French-Italian businessman (born 1967)

Marco Saviozzi (born 27 September 1967) is a French-Italian businessman who is the founder of GMG Group, a financial trading firm. He is also director & CEO of GMG (Dubai) Limited, Director of GMG Brokers and Non-Executive Director of GMG Europe B.V.

==Personal life==
Marco Saviozzi was born in Levallois-Perret, France to a French mother and Italian father. He has four children, two daughters and two sons. He married his wife Maria in 2007 and they reside in Dubai, UAE with their children. When he's not on the trading floor he can be found pursuing one of his favorite hobbies including motorsports, golf or horseracing.

==Career==
Saviozzi completed his education in Paris and Geneva graduating from Institut European de Management, Paris with a Bachelor's in Business Administration. He then completed a postgraduate degree at Institut European de Management, Geneva, and holds a master's degree in Business Administration.

On completing his education, Saviozzi started his career at Rank Xerox and then Viel et Compagnie SA, both in Paris, before joining Intercapital, London, in 1994.

In 2005, Saviozzi moved to New York where he headed the Equity Derivatives team for ICAP. In 2007, Saviozzi relocated to the UAE and was managing director of Trading with Newedge, Dubai. In 2008, he co-founded GMG Group.

GMG has 200 institutional clients, which include banks, broker-dealers, investment banks, trading firms, corporations, and investment firms. The company has expanded its international presence with offices in London, Dubai, Amsterdam, Prague and Johannesburg.

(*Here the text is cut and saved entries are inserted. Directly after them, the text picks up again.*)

PR #1588, opened 2022-06-13
Retain instance name css class for custom modules

qubidt:
When adding a custom module with a name, e.g.:

```jsonc
{
  ...,
  "custom/foo#bar": { },
  ...
}
```

The custom module does not retain the `bar` class as it should, because all the classes are replaced with the runtime output:

https://github.com/Alexays/Waybar/blob/1b4a7b02f46c1bce2eafdde2a76f4a3adec6620e/src/modules/custom.cpp#L141-L147

Avoid removing the module instance name class so css class behavior is consistent between all modules.

### DIFF
--- a/include/modules/custom.hpp
+++ b/include/modules/custom.hpp
@@ -30,6 +30,7 @@ class Custom : public ALabel {
 
   const std::string name_;
   std::string text_;
+  std::string id_;
   std::string alt_;
   std::string tooltip_;
   std::vector<std::string> class_;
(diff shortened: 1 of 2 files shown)


Alexays:
LGTM, can you just lint your code :)
Thanks!

qubidt:
I've fixed the lines in my commit. The CI's linting step is still failing on files that are not part of this PR (`src/modules/network.cpp`). Should I fix and commit them anyways?

Alexays:
Thanks, i'll lint `src/modules/network.cpp`

PR #1589, opened 2022-06-13
group module: configurable orientation

qubidt:
currently, the orientation of group modules is always the opposite of the bar. Change it so that:

* the default orientation of the group module is always the opposite of its parent, even for nested groups
* the orientation can be overridden in the config
* css ID and class are set for the group element

Motivation:

I would like to set styling for sets of modules so that they are visually grouped. Some of this can be simulated by enumerating style settings for each module, but many things are not possible when all the modules' elements are siblings of each other 

The module group functionality is a bit is a bit inflexible and only really viable for a specific use case. This hopefully makes it more generally useful

### DIFF
--- a/include/group.hpp
+++ b/include/group.hpp
@@ -12,7 +12,7 @@ namespace waybar {
 
 class Group : public AModule {
  public:
-  Group(const std::string&, const Bar&, const Json::Value&);
+  Group(const std::string&, const std::string&, const Json::Value&, bool);
   ~Group() = default;
   auto update() -> void;
   operator Gtk::Widget&();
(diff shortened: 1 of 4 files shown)


khaneliman:
This is something I am finding myself really needing... I'm trying to get a parent div around modules for visually grouping but this feature breaks the layout because it creates a vertical div instead of a matching horizontal like the other modules-left, right, center.

khaneliman:
Builds fine for me and looks like it works how i'd expect...  screenshot on top is with current waybar, second is built with this PR.

khaneliman (approved):

Alexays:
LGTM

PR #1590, opened 2022-06-14
pulseaudio: avoid retaining outdated form factor

qubidt:
when the module fails to get the pulseaudio device form factor, the module persists the existing value, resulting in the incorrect format-icon being used to format the label on device changes.

reset the form factor value so that the icon lookup properly falls back to "default" when missing


Alexays:
Thanks!

PR #1598, opened 2022-06-23
All docker containers: added fmt, spdlog

LukashonakV:
In order to use more actual components version, needs to update all five docker containers. This blocks ISSUE#1562. Please see successful run using fixed containers from the my own docker repository https://github.com/LukashonakV/Waybar/actions/runs/2549601107

### DIFF
--- a/Dockerfiles/alpine
+++ b/Dockerfiles/alpine
@@ -2,4 +2,4 @@
 
 FROM alpine:latest
 
-RUN apk add --no-cache git meson alpine-sdk libinput-dev wayland-dev wayland-protocols mesa-dev libxkbcommon-dev eudev-dev pixman-dev gtkmm3-dev jsoncpp-dev pugixml-dev libnl3-dev pulseaudio-dev libmpdclient-dev sndio-dev scdoc libxkbcommon tzdata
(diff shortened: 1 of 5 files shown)


alebastr:
The expected way to fix your dependency issue is to update [subprojects/fmt.wrap](https://github.com/Alexays/Waybar/blob/master/subprojects/fmt.wrap) and [subprojects/spdlog.wrap](https://github.com/Alexays/Waybar/blob/master/subprojects/spdlog.wrap). This way we can ensure that waybar compiles even if system dependencies are missing or outdated and detect breakages for this scenario early in CI.

You can get updated wrap files for the versions you need from https://mesonbuild.com/Wrapdb-projects.html.

LukashonakV:
> The expected way to fix your dependency issue is to update [subprojects/fmt.wrap](https://github.com/Alexays/Waybar/blob/master/subprojects/fmt.wrap) and [subprojects/spdlog.wrap](https://github.com/Alexays/Waybar/blob/master/subprojects/spdlog.wrap). This way we can ensure that waybar compiles even if system dependencies are missing or outdated and detect breakages for this scenario early in CI.
> 
> You can get updated wrap files for the versions you need from https://mesonbuild.com/Wrapdb-projects.html.

Thank you @alebastr , I've already tried to check that on official git repository and for fmt utility there were not any updates.. but yes, this issue can be fixed in different ways. My way is to refresh docker containers instead of building component like subproject during the main building. In the same time all popular distributives have got fmt and spdlog in their repos. Why can't we use this native opportunity?  I mean what are advantages and disadvantages of refreshing containers/refreshing wrappers  ?

PR #1617, opened 2022-07-12
fix: adapt to fmt 9.0.0 breaking changes

alebastr:
Addresses the following breaking change:

> Disabled automatic `std::ostream` insertion operator (`operator<<`) discovery when `fmt/ostream.h` is included to prevent ODR violations. You can get the old behavior by defining `FMT_DEPRECATED_OSTREAM` but this will be removed in the next major release. Use `fmt::streamed` or `fmt::ostream_formatter` to enable formatting via `std::ostream` instead.

The patch is good enough to fix builds in distributions updating to fmt 9. WIP because it's already late and I need to give it another look tomorrow; there's one more deprecation warning I want to address:

```
../subprojects/fmt/include/fmt/core.h:1711:43: warning: 'map<mpd_idle, 0>' is deprecated [-Wdeprecated-declarations]           
  const auto& arg = arg_mapper<Context>().map(std::forward<T>(val));                                                           
                                          ^                                                                                                                                                                                                                    
../subprojects/fmt/include/fmt/core.h:1451:3: note: 'map<mpd_idle, 0>' has been explicitly marked deprecated here
  FMT_DEPRECATED FMT_CONSTEXPR FMT_INLINE auto map(const T& val)                                                               
  ^                                                                                                                                                                                                                                                                                                                                                                                                                                       
...
../src/modules/mpd/state.cpp:81:11: note: in instantiation of function template specialization 'spdlog::debug<mpd_idle &>' requested here
  spdlog::debug("mpd: Idle: recv_idle events -> {}", events);
```

### DIFF
--- a/include/modules/keyboard_state.hpp
+++ b/include/modules/keyboard_state.hpp
@@ -1,11 +1,6 @@
 #pragma once
 
-#include <fmt/format.h>
-#if FMT_VERSION < 60000
-#include <fmt/time.h>
-#else
 #include <fmt/chrono.h>
-#endif
 #include <gtkmm/label.h>
 
 #include "AModule.hpp"
--- a/include/modules/simpleclock.hpp
+++ b/include/modules/simpleclock.hpp
@@ -1,11 +1,7 @@
 #pragma once
 
-#include <fmt/format.h>
-#if FMT_VERSION < 60000
-#include <fmt/time.h>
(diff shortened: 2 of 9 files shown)


Alexays (approved):

Alexays:
Thanks @alebastr!

PR #1651, opened 2022-08-10
Feature: sway/window can show 'shell' parameter

TheRealLorenz:
This is a very simple pull request, which grants the sway/window module the capability to display the 'shell' parameter from sway tree.

I personally find it very handy whenever I need to check if a certain window is running natively on Wayland or not.

I was wondering if I should also edit the manpage file for sway/window and the wiki.

Please feel free to correct my mistakes and formatting.

### DIFF
--- a/include/modules/sway/window.hpp
+++ b/include/modules/sway/window.hpp
@@ -21,7 +21,7 @@ class Window : public AIconLabel, public sigc::trackable {
  private:
   void onEvent(const struct Ipc::ipc_response&);
   void onCmd(const struct Ipc::ipc_response&);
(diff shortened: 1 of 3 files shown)


Alexays:
LGTM, and yes if you can update the man <3

TheRealLorenz:
I'm not entirely sure about what should I put as default settings, btw

Alexays:
Yes if you can also update the wiki that would be perfect

TheRealLorenz:
> Yes if you can also update the wiki that would be perfect

Done!

PR #2648, opened 2023-11-06
Fix segmentation fault in WirePlumber module

Mrcarrot1:
The WirePlumber module assumes that either the node's name or description will not be null. This leads to a segmentation fault when both are.

The solution provided is to set self->node_name_ to a default value in this case.


Alexays:
LGTM!

Issue #921, opened 2020-11-24
wlr/taskbar: Missing icons for signal-desktop and gnome-terminal


cryptoluks:
Hi,

when running `wayland --log-level trace` it can be observed, that for Signal (`signal-desktop`) and the Gnome Terminal (`gnome-terminal` which spawns `gnome-terminal-server`) no icons can be found.

```
[2020-11-24 09:05:53.307] [debug] Couldn't find icon for Signal
```

For both applications, icons are defined in their respective `.desktop` file and they are also available on my system under `/usr/share/icons`.

```
❯ grep -i icon /usr/share/applications/signal-desktop.desktop 
Icon=signal-desktop
```

```
❯ find /usr/share/icons -iname "*"signal-desktop"*"
/usr/share/icons/hicolor/128x128/apps/signal-desktop.png
/usr/share/icons/hicolor/16x16/apps/signal-desktop.png
/usr/share/icons/hicolor/24x24/apps/signal-desktop.png
/usr/share/icons/hicolor/256x256/apps/signal-desktop.png
/usr/share/icons/hicolor/32x32/apps/signal-desktop.png
/usr/share/icons/hicolor/48x48/apps/signal-desktop.png
/usr/share/icons/hicolor/512x512/apps/signal-desktop.png
/usr/share/icons/hicolor/64x64/apps/signal-desktop.png
/usr/share/icons/hicolor/1024x1024/apps/signal-desktop.png
/usr/share/icons/Papirus/16x16/apps/signal-desktop-beta.svg
/usr/share/icons/Papirus/16x16/apps/signal-desktop.svg
/usr/share/icons/Papirus/22x22/apps/signal-desktop-beta.svg
/usr/share/icons/Papirus/22x22/apps/signal-desktop.svg
/usr/share/icons/Papirus/24x24/apps/signal-desktop-beta.svg
/usr/share/icons/Papirus/24x24/apps/signal-desktop.svg
/usr/share/icons/Papirus/32x32/apps/signal-desktop-beta.svg
/usr/share/icons/Papirus/32x32/apps/signal-desktop.svg
/usr/share/icons/Papirus/48x48/apps/signal-desktop-beta.svg
/usr/share/icons/Papirus/48x48/apps/signal-desktop.svg
/usr/share/icons/Papirus/64x64/apps/signal-desktop-beta.svg
/usr/share/icons/Papirus/64x64/apps/signal-desktop.svg
```

[...]

PR #2677, opened 2023-11-16
Using 'image-missing' fallback if no taskbar icon is found

sjoblomj:
Icons are sometimes not found in the taskbar, for two reasons:
1. The icon given in the .desktop file for that program cannot be found.
2. Waybar is not given an `app_id`, so lookup is impossible.

If the user has configured Waybar to only show applications as icons, this means that the program is now essentially "hiding":

Hidden program

With this patch, when an icon cannot be found, Waybar will now load the "image-missing" icon of Gtk:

The company has been named as the official partner for the Formula 1 team, Scuderia AlphaTauri and driver Yuki Tsunoda in previous seasons. In the past 2 years, the company expanded its Formula 1 involvement through sponsorship activities connected with Visa Cash App RB, supporting driver Isack Hadjar. The partnership continues as Hadjar joined Red Bull Racing in 2026.

==Philanthropy==
Saviozzi has supported various philanthropic initiatives through GMG, with a focus on healthcare, education, and community development. During the COVID-19 pandemic, GMG provided ongoing financial support to King’s College Hospital Dubai, contributing to the hospital’s healthcare initiatives during a period of increased demand on medical services.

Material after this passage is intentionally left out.